India has provided medical supplies to over 120 countries to combat the coronavirus pandemic, out of which 43 countries received it as a grant, Union Commerce and Industry Minister Piyush Goyal said during the G-20 trade ministers session on Thursday.
Goyal participated during the second G20 Virtual Trade and Investment Ministers Meeting.
"We offer full support to any global engagements to further this cause. Staying true to our tradition of 'Vasudhaiv Kutumbakam' -- the world is one big family. India has unconditionally provided medical supplies to over 120 countries to combat this disease, of which 43 countries received it as a grant. We are also sharing our medical and public health expertise and capacity with them, using digital technologies," said Goyal.
During his intervention, Goyal called upon the G20 nations to ensure access to essential medicines, treatments and vaccines at affordable prices.
He said that the unprecedented situation calls for solidarity and a balanced, inclusive and calibrated response. "An overriding priority for all countries at this time is to save precious lives," the minister added.
He strongly called for an agreement to enable the use of TRIPs flexibilities to ensure access to essential medicines, treatments, and vaccines at affordable prices. He also called upon the G20 nations to also agree to provide diagnostic and protective equipment and healthcare professionals across borders where they are most needed.
Goyal said that learning from this extremely distressing experience, the world has to come together to build partnerships among like-minded nations with shared values of democracy, rules-based and transparent business models and concern for humanity as a whole.
"India wishes to contribute to this global effort," he added.
Sharing a small example of India's capabilities and commitment, Goyal explained, "When the pandemic broke out, India barely produced a few thousand pieces of Personal Protective Equipment. We had never needed PPEs in large numbers ever before. When we realised that countries were not able to supply enough for our needs, our domestic manufacturers created and ramped up capacities. So much so, that we now produce nearly 300,000 PPEs every day."

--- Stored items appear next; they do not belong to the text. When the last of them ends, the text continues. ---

PR #307, opened 2025-03-27
Add `bcast` and `bcast_until_actx_array functions`

inducer:
I'm mostly seeking early feedback on this. It still needs, at least:

- [ ] Documentation
- [ ] Tests
- [ ] Fixed types

This could help fill the hole that's left by the plan to make implicit broadcasting of data class containers across actx array types illegal. See https://github.com/inducer/grudge/pull/377 for an example use, specifically `shortcuts.py`.

Closes #280. (Would supersede the cursed `Bcast` objects that @alexfikl hated---and I have to agree, it is just nicer.)

### DIFF
--- a/arraycontext/container/traversal.py
+++ b/arraycontext/container/traversal.py
@@ -78,6 +78,7 @@ from warnings import warn
 import numpy as np
 
 from arraycontext.container import (
+    ArithArrayContainer,
     ArrayContainer,
     NotAnArrayContainerError,
     SerializationKey,
@@ -88,6 +89,7 @@ from arraycontext.container import (
 from arraycontext.context import (
     Array,
     ArrayContext,
+    ArrayOrArithContainer,
     ArrayOrContainer,
     ArrayOrContainerOrScalar,
     ArrayOrContainerT,
@@ -986,5 +988,80 @@ def outer(a: Any, b: Any) -> Any:
         return multimap_array_container(lambda x, y: outer(x, y), a, b)
 
 # }}}
+
+
+# {{{
+
+def bcast_left(
+            op: Callable[[ArrayOrArithContainer, ArrayOrArithContainer],
+                    ArrayOrArithContainer],
+            left: ArrayOrArithContainer,
+            right: ArithArrayContainer,
+        ) -> ArrayOrArithContainer:
+    try:
+        serialized = serialize_container(right)
+    except NotAnArrayContainerError:
+        return op(left, right)
+
+    return deserialize_container(right, [
+        (k, op(left, right_v)) for k, right_v in serialized])
+
+
+def bcast_right(
+            op: Callable[[ArrayOrArithContainer, ArrayOrArithContainer],
+                    ArrayOrArithContainer],
+            left: ArrayOrArithContainer,
+            right: ArithArrayContainer,
+        ) -> ArrayOrArithContainer:
+    try:
+        serialized = serialize_container(left)
+    except NotAnArrayContainerError:
+        return op(left, right)
+
+    return deserialize_container(right, [
+        (k, op(left_v, right)) for k, left_v in serialized])
+
+
+def bcast_left_until_actx_array(
+            actx: ArrayContext,
+            op: Callable[[ArrayOrArithContainer, ArrayOrArithContainer],
+                    ArrayOrArithContainer],
+            left: ArrayOrArithContainer,
+            right: ArithArrayContainer,
+        ) -> ArrayOrArithContainer:
+    try:
+        serialized = serialize_container(right)
+    except NotAnArrayContainerError:
+        return op(left, right)
+
+    return deserialize_container(right, [
+        (k, op(left, right_v)
+            if isinstance(right_v, actx.array_types) else
+            bcast_left_until_actx_array(actx, op, left, right_v)
+        )
+        for k, right_v in serialized])
+
+
+def bcast_right_until_actx_array(
+            actx: ArrayContext,
+            op: Callable[[ArrayOrArithContainer, ArrayOrArithContainer],
+                    ArrayOrArithContainer],
+            left: ArrayOrArithContainer,
+            right: ArithArrayContainer,
+        ) -> ArrayOrArithContainer:
+    try:
+        serialized = serialize_container(left)
+    except NotAnArrayContainerError:
+        return op(left, right)
+
+    return deserialize_container(right, [
+        (k, op(left_v, right)
+            if isinstance(left_v, actx.array_types) else
+            bcast_right_until_actx_array(actx, op, left_v, right)
+        )
+        for k, left_v in serialized])
+
+# }}}
+
 
 # vim: foldmethod=marker
--- a/arraycontext/__init__.py
+++ b/arraycontext/__init__.py
@@ -50,6 +50,10 @@ from .container.arithmetic import (
 )
 from .container.dataclass import dataclass_array_container
 from .container.traversal import (
+    bcast_left,
+    bcast_left_until_actx_array,
+    bcast_right,
+    bcast_right_until_actx_array,
     flat_size_and_dtype,
     flatten,
     freeze,
@@ -129,6 +133,10 @@ __all__ = (
     "ScalarLike",
     "SerializationKey",
     "SerializedContainer",
+    "bcast_left",
+    "bcast_left_until_actx_array",
+    "bcast_right",
+    "bcast_right_until_actx_array",
     "dataclass_array_container",
     "deserialize_container",
     "flat_size_and_dtype",
--- a/arraycontext/container/arithmetic.py
+++ b/arraycontext/container/arithmetic.py
@@ -413,10 +413,8 @@ def with_container_arithmetic(
                 warn(
                     f"Broadcasting array context array types across {cls} "
                     "has been implicitly "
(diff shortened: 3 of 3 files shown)


arraycontext/container/traversal.py
```diff
@@ -987,4 +989,79 @@ def treat_as_scalar(x: Any) -> bool:
...
+    try:
+        serialized = serialize_container(left)
+    except NotAnArrayContainerError:
+        return op(left, right)
+
+    return deserialize_container(right, [
+        (k, op(left_v, right)) for k, left_v in serialized])
+
+
+def bcast_left_until_actx_array(
```
inducer, line 1025: Naming? (May not matter as much, as it's convenient to make local aliases, as in the grudge PR.)

inducer, line 1025: Argument order? (Here and above.) I initially had the operator in the middle but went with "first" to allow convenient use of `partial`.

arraycontext/container/traversal.py
```diff
@@ -987,4 +989,79 @@ def treat_as_scalar(x: Any) -> bool:
 
 # }}}
 
+
+# {{{
```
inducer, line 993:
```suggestion
# {{{ bcast
```

inducer, line 993: Should these be here or in `arithmetic`?

inducer (commented):
Some specific questions for the review.

alexfikl (approved):
Took a quick look and it seems fine to me. 

The only issue would be if it's too verbose for more complex usage? The one in grudge looks nice enough to me :\

arraycontext/container/traversal.py
alexfikl: Maybe `rec_bcast_left`? Mostly to match some of the other traversal functions. 

I agree that local aliases are probably needed, so this should be nice and verbose.. i.e. I'm quite fine with the name.

alexfikl: I like the functional feel of it too :+1:

arraycontext/container/traversal.py
alexfikl: I imagine they'll be pretty exclusively imported from the top level.. so, meh? `arithmetic` is probably fine just containing the dunder methods.

inducer:
Thanks for taking a look!

> The one in grudge looks nice enough to me :\

Same.

> The only issue would be if it's too verbose for more complex usage?

Good question. Without question, the prior state in grudge is nicer to look at.

Before:
```
residual = a*residual + h*rhs_val
y = y + b * residual
```

After:
```
residual = bcmul(a, residual) + bcmul(h, rhs_val)
y = y + bcmul(b, residual)
```
On the one hand, it's clearly more verbose. On the other, the verbosity scales linearly with expression size, so maybe not too bad? We could also just defer this issue to when it comes up. One attractive feature of these functions is that they're easy to replace: deprecate, grep, done. So I anticipate this to be low regret, even if it turns out to not be the right answer long term.

If we wanted to preserve the operatory-y feel, we need a way to let the the operator know broadcast rules (given that they depend on the array context), and we are (I am) hoping to no longer have array context handles in array containers. The only approach I can think of there is the `Bcast` solution (https://github.com/inducer/arraycontext/pull/280) for reference:
```
residual = bcast(a)*residual + bcast(h)*rhs_val
y = y + bcast(b) * residual
```
(That's assuming a local alias `bcast` has been created.) I'm not advocating for it. It's just about the same amount of visual clutter, and it requires special machinery inside container arithmetic, unlike the function-based approach here.

alexfikl:
> The only approach I can think of there is the `Bcast` solution (#280) for reference:
> 
> ```
> residual = bcast(a)*residual + bcast(h)*rhs_val
> y = y + bcast(b) * residual
> ```
> (That's assuming a local alias bcast has been created.) I'm not advocating for it. It's just about the same amount of visual clutter, and it requires special machinery inside container arithmetic, unlike the function-based approach here.

That's a good point.. I forgot that version was quite verbose-y as well. Then yeah, from my side this looks very nice and very low on the black-box magic compared to the previous version :grin:

arraycontext/container/traversal.py
majosm: Agree with adding `rec_`, and I would suggest maybe adding something else to disambiguate what's happening to the "left". (Picturing myself looking at this again in 6 months and not being sure if it means "broadcast the left across" or "broadcast across the left".) `rec_bcast_left_operand_across_actx_arrays` or something (probably too verbose, maybe you can think of something better).

arraycontext/container/traversal.py
```diff
@@ -987,4 +989,79 @@ def treat_as_scalar(x: Any) -> bool:
...
+        (k, op(left_v, right)) for k, left_v in serialized])
+
+
+def bcast_left_until_actx_array(
+            actx: ArrayContext,
+            op: Callable[[ArrayOrArithContainer, ArrayOrArithContainer],
+                    ArrayOrArithContainer],
+            left: ArrayOrArithContainer,
+            right: ArithArrayContainer,
+        ) -> ArrayOrArithContainer:
```
majosm, line 1031: Would it make sense to have the interface for these be more like the container traversal functions, e.g.:
```python
def rec_bcast_left(op, left, right, leaf_cls: type | None = None):
    ...
```
and then
```python
mul = partial(rec_bcast_left, operator.mul, leaf_cls=actx.array_types)
```
?

majosm:
> Thanks for taking a look!
> 
> > The one in grudge looks nice enough to me :\
> 
> Same.
> 
> > The only issue would be if it's too verbose for more complex usage?
> 
> Good question. Without question, the prior state in grudge is nicer to look at.
> 
> Before:
> 
> ```
> residual = a*residual + h*rhs_val
> y = y + b * residual
> ```
> 
> After:
> 
> ```
> residual = bcmul(a, residual) + bcmul(h, rhs_val)
> y = y + bcmul(b, residual)
> ```
> 
> On the one hand, it's clearly more verbose. On the other, the verbosity scales linearly with expression size, so maybe not too bad? We could also just defer this issue to when it comes up. One attractive feature of these functions is that they're easy to replace: deprecate, grep, done. So I anticipate this to be low regret, even if it turns out to not be the right answer long term.
> 
> If we wanted to preserve the operatory-y feel, we need a way to let the the operator know broadcast rules (given that they depend on the array context), and we are (I am) hoping to no longer have array context handles in array containers. The only approach I can think of there is the `Bcast` solution (#280) for reference:
> 
> ```
> residual = bcast(a)*residual + bcast(h)*rhs_val
> y = y + bcast(b) * residual
> ```
> 
> (That's assuming a local alias `bcast` has been created.) I'm not advocating for it. It's just about the same amount of visual clutter, and it requires special machinery inside container arithmetic, unlike the function-based approach here.

TBH from a syntax point of view I think I like the `bcast(a)` version better, as it avoids the "left"/"right" naming ambiguity that I mentioned above, and it seems a little easier to follow with the original operators still being there. (IIRC my main objection to #280 was the `1`/`2`/`3`/`NLevels` stuff.) If there aren't any major complications with doing it that way vs. the `mul` version, I think I would prefer that.

majosm:
Does the `bcast(a)` version necessitate doing the `_rewrap` stuff from #280? Or is there a way to do it that's more like the current implementation here?

inducer:
> Does the `bcast(a)` version necessitate doing the `_rewrap` stuff from #280?


Good question.

If we wrap the *thing being broadcast* in `Bcast` (as in #280), then I don't see how one can get by without the `rewrap` nonsense.

However, if we wrap *the container being broadcast over* in `Bcast`, conceivably we can get by with just overloaded operators on the `Bcast` object itself. I think that would considerably simplify the machinery (to just some overloaded operators). @alexfikl How much would you loathe that?

majosm:
> > Does the `bcast(a)` version necessitate doing the `_rewrap` stuff from #280?
> 
> Good question.
> 
> If we wrap the _thing being broadcast_ in `Bcast` (as in #280), then I don't see how one can get by without the `rewrap` nonsense.
> 
> However, if we wrap _the container being broadcast over_ in `Bcast`, conceivably we can get by with just overloaded operators on the `Bcast` object itself. I think that would considerably simplify the machinery (to just some overloaded operators). @alexfikl How much would you loathe that?

I can't speak for Alex, but I would object to that. 🙂 I would be confused by that syntax.

I'm probably missing something obvious, but why wouldn't we be able to do something along the lines of:

```python
class Bcast:
    def __init__(self, array):
      self.array = array

    def _binary_op(self, op, right):
        # Need a reverse case too, but I'm lazy

        try:
            serialized = serialize_container(right)
        except NotAnArrayContainerError:
            return op(self.array, right)

        return deserialize_container(right, [
            (k, op(self.array, right_v)
                if isinstance(right_v, actx.array_types) else
                self._binary_op(op, right_v)
            )
            for k, right_v in serialized])

    __mul__ = partialmethod(_binary_op, operator.mul)
```
?

inducer:
To add: I'm not hating that as a possible direction. It shouldn't need any weird "magic". @alexfikl?

alexfikl:
> To add: I'm not hating that as a possible direction. It shouldn't need any weird "magic". @alexfikl?

Agreed! That looks like it should be pretty easy to understand with some of the same greppability. I'll mull it over, but can't think of any downsides at the moment :-?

Underscoring the wide digital divide between developed and developing countries, the minister stressed on the urgent need to build the digital skills and capacities of developing countries and LDCs, rather than rushing to make binding rules on digital trade and e-commerce, which will freeze the extremely non-level playing field against their interests, and deprive them of the opportunity to benefit from the immense potential in these areas.